How many lines in the records below contain the word "chadoh"? State only that number.

─── Materials provided ───

PR #304, opened 2021-03-02
Mike/141 movement with sim

mikedotexe:
mike is hurrying


near-contract-standards/src/fungible_token/implementation.rs
```diff
@@ -201,57 +198,52 @@ impl FungibleTokenResolver for FungibleToken {
                 }
             }
         }
-        amount.into()
+        PromiseOrValue::Value(U128::from(amount)).into()
```
chadoh, line 201: Does this need `PromiseOrValue::Value` _and_ `into()`?

PR #305, opened 2021-03-03
ft metadata: make reference & reference_hash optional

chadoh:
@mikedotexe and I believe that these two fields should be optional. If a FT contract includes all other metadata on-chain, there may be no point in including an external reference file.


evgenykuzyakov (commented):
Yo need to update fungible_token example as well

PR #396, opened 2025-01-02
BREAKING CHANGE: Rename settingsModalMoreInfo to preferencesModalMoreInfo

OndraM:
In CC 3.0 "settings modal" is now everywhere called "preferences modal".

───

- [Response to the task]: 2